To do:
Check every line of the entries below for the word "sure". Then give the number of lines that have it, with nothing added.

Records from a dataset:
------

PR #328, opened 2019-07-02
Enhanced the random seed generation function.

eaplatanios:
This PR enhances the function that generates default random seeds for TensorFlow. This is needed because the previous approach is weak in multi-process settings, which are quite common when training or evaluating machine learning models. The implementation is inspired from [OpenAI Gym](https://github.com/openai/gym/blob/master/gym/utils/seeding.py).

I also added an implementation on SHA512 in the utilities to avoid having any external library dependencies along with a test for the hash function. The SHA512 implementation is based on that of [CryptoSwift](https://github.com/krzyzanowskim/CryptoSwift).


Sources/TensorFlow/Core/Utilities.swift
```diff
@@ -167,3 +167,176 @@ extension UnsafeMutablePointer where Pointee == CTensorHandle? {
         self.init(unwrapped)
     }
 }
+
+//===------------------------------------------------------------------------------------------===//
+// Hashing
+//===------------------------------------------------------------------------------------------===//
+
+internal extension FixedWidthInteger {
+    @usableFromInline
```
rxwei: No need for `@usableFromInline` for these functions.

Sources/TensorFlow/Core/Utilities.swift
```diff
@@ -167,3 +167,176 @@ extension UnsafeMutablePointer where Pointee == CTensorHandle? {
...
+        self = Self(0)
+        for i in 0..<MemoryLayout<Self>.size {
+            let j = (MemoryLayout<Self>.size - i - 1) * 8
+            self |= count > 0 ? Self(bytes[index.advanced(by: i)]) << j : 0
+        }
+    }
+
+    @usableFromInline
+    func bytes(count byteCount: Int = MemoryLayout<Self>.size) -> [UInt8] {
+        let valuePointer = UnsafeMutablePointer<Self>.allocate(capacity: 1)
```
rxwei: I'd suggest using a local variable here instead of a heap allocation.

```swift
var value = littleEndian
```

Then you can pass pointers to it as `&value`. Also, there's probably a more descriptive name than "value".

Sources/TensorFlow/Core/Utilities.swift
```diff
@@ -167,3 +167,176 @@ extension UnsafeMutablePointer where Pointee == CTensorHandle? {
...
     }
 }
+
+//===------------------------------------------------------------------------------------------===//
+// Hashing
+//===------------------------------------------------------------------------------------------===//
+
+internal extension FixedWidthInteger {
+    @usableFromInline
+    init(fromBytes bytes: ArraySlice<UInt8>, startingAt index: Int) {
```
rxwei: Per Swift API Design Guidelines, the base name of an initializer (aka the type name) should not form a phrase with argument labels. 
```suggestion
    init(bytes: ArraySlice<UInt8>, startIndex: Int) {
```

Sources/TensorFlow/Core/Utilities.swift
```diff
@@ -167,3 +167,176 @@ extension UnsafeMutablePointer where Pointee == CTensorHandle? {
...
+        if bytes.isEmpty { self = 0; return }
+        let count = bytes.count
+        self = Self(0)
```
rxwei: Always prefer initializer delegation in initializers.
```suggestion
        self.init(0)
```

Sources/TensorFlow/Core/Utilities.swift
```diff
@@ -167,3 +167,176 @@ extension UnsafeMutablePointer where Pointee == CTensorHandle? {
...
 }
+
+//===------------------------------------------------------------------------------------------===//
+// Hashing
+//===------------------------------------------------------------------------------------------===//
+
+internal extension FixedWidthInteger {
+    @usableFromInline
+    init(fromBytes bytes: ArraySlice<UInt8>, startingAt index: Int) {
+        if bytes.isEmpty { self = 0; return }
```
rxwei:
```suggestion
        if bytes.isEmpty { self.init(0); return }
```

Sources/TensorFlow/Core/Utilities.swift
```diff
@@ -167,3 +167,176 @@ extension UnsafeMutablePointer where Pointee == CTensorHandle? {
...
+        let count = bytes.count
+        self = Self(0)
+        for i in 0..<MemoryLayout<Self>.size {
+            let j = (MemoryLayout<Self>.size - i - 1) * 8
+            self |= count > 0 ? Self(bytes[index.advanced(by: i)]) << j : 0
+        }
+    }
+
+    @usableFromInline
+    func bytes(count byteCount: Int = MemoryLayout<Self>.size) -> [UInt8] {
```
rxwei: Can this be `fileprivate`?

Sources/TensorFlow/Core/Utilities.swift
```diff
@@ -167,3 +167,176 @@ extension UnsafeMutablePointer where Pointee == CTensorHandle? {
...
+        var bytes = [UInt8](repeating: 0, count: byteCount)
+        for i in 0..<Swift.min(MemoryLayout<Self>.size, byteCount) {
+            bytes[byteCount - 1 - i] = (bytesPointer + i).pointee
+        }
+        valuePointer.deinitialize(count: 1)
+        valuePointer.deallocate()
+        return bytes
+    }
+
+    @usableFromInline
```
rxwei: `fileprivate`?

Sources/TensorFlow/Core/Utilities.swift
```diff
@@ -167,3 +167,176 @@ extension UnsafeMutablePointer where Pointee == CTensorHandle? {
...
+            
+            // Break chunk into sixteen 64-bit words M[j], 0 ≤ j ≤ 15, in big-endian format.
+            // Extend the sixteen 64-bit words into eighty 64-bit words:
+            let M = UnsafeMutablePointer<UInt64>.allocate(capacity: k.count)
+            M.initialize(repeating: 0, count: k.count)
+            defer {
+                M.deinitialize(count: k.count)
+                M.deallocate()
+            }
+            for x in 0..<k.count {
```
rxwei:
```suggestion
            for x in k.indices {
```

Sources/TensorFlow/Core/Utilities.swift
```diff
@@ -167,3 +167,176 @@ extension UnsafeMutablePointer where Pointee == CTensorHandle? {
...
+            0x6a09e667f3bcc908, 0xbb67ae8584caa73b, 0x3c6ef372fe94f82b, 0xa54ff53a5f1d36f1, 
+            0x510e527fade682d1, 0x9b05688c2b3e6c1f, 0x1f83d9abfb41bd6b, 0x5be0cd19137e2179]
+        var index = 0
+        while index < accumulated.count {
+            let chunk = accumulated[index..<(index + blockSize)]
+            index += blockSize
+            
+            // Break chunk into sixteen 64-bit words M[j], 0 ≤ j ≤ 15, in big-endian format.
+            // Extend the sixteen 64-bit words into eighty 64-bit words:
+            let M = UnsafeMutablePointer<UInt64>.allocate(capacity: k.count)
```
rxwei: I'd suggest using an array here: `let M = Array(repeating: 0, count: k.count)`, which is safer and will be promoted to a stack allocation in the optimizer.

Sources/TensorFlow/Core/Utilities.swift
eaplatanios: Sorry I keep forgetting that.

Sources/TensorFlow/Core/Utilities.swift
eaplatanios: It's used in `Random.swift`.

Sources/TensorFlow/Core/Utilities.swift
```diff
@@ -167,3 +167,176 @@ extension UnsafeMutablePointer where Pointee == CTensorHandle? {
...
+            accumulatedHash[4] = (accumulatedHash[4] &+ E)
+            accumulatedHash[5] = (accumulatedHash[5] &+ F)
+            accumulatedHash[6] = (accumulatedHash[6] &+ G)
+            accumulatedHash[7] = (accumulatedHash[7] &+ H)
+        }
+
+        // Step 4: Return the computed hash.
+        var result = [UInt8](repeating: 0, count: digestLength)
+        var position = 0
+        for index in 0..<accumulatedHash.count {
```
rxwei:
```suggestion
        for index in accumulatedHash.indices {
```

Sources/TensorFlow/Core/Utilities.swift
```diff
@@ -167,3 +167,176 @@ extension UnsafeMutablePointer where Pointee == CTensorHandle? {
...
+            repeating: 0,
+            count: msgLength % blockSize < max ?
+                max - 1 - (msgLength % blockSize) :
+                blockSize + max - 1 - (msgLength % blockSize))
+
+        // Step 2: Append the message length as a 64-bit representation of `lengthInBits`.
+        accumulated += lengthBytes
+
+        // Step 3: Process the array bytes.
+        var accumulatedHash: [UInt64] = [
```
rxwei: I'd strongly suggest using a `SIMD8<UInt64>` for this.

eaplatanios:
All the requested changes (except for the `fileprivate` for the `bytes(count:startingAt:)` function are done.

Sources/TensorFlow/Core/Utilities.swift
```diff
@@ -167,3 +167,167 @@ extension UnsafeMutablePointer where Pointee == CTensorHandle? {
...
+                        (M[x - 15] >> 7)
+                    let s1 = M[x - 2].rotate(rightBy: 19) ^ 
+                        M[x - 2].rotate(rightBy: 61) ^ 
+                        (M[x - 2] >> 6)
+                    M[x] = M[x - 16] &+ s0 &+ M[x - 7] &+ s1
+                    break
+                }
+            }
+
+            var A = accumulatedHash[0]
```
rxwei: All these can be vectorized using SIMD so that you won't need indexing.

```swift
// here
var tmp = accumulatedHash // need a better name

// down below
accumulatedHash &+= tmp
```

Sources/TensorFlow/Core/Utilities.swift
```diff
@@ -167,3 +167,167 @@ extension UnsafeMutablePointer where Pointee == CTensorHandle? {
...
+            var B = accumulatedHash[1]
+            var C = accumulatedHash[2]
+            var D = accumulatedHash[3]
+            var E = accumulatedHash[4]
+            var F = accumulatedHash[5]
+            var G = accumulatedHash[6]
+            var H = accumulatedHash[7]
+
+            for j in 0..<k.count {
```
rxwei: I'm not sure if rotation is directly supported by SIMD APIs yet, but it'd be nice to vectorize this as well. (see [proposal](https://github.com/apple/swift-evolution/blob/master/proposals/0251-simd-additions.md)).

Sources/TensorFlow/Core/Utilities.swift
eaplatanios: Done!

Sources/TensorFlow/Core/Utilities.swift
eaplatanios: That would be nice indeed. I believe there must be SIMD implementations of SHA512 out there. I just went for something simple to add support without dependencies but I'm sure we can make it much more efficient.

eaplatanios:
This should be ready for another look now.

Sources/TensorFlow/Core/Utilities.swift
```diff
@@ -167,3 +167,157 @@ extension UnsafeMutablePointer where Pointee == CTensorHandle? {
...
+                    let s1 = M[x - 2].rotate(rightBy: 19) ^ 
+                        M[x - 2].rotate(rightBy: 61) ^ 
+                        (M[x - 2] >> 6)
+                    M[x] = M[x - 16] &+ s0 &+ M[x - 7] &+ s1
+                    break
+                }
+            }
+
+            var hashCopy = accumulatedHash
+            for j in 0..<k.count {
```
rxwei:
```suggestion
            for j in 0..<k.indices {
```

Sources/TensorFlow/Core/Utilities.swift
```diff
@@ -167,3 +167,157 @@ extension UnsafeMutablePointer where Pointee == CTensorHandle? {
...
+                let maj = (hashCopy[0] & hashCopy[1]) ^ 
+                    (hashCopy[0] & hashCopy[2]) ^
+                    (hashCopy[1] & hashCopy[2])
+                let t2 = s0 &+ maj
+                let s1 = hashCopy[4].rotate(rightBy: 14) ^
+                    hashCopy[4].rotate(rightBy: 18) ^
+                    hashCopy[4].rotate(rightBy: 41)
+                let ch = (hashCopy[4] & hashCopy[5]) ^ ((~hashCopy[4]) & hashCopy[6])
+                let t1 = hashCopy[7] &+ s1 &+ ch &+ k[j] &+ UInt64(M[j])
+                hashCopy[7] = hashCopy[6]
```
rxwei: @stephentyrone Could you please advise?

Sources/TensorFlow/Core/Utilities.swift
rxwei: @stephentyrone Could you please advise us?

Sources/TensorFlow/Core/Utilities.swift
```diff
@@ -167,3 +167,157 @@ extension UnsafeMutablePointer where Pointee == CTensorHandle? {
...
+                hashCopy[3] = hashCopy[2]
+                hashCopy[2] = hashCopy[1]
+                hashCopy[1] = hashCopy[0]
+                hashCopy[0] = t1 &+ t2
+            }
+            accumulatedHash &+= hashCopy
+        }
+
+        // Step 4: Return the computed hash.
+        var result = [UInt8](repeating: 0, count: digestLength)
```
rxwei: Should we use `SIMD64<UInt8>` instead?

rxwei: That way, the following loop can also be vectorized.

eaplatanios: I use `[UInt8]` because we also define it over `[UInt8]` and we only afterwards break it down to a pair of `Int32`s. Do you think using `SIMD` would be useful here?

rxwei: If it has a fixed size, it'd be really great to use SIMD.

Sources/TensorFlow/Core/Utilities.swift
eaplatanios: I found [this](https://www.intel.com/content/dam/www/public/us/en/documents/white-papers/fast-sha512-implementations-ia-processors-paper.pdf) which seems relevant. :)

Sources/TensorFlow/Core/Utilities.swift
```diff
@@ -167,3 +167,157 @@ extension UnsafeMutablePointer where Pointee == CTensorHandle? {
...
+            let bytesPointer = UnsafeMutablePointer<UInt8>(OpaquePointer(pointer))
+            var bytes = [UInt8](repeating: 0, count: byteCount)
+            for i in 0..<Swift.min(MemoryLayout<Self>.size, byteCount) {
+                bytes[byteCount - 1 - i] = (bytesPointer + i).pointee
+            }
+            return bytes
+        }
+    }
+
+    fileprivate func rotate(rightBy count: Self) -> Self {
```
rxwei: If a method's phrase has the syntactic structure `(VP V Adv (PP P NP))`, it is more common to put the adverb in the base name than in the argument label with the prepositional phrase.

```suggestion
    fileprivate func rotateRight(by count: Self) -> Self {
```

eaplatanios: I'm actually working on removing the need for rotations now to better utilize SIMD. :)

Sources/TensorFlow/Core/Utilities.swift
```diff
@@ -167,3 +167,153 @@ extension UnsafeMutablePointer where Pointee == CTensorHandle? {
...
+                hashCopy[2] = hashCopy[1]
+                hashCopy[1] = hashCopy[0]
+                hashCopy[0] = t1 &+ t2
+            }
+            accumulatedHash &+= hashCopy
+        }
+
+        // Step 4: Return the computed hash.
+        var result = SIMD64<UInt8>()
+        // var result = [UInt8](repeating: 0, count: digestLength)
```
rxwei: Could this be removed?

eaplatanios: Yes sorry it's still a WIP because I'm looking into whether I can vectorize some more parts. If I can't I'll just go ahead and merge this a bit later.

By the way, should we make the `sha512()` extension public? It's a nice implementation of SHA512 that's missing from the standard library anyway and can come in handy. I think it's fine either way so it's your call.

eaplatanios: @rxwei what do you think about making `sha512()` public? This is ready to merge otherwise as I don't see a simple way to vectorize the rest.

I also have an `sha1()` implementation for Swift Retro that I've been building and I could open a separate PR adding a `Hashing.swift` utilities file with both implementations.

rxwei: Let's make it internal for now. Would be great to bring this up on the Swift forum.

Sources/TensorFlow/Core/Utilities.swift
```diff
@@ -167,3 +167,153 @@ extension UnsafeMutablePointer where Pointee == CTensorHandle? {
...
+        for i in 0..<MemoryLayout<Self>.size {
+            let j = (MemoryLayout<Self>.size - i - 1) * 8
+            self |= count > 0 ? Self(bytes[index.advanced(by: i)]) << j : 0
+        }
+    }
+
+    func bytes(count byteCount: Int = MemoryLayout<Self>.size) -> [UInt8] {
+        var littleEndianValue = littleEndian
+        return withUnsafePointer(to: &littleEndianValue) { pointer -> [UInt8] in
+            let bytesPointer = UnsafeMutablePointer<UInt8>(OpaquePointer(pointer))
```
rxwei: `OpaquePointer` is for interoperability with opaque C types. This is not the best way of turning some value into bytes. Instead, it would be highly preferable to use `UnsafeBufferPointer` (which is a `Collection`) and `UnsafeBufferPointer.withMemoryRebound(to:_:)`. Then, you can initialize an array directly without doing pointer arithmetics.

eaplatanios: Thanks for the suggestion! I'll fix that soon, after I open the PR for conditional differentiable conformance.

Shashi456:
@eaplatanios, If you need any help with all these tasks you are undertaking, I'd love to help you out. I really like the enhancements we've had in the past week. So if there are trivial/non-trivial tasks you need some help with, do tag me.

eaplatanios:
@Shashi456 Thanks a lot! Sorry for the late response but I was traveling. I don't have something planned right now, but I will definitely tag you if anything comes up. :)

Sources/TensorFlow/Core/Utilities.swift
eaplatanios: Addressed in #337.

------

Written reply:
2